» **TASK MATERIAL**:
PR #728, opened 2020-02-03
Add explicit closing of ports in mpstate.mav_outputs list

apechacek:
When UDP ports in the `mpstate.mav_output` list are not closed explicitly, they can hang for an extended period of time before they get cleaned up. This causes port already in use errors if MAVProxy is relaunched too quickly.

### DIFF
--- a/MAVProxy/mavproxy.py
+++ b/MAVProxy/mavproxy.py
@@ -1223,6 +1223,13 @@ if __name__ == '__main__':
 
     def quit_handler(signum = None, frame = None):
         #print('Signal handler called with signal', signum)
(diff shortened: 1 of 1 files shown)


peterbarker:
@apechacek These should be being opened with `SO_REUSEADDR` - as soon as the original process exits the port should be bindable again.

How were you reproducing the problem?

apechacek:
@peterbarker I switched the option from --out to --sitl and it resolve the issue without this change. The `mavutil.mavlink_connection` was defaulting to TCP because it was unspecified. Thanks for your input. Closing this now.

» **WHAT IS NEEDED**: Your answer should be every line from the material above in which the word "signum" appears.

» **EXPECTED ANSWER**:
     def quit_handler(signum = None, frame = None):
         #print('Signal handler called with signal', signum)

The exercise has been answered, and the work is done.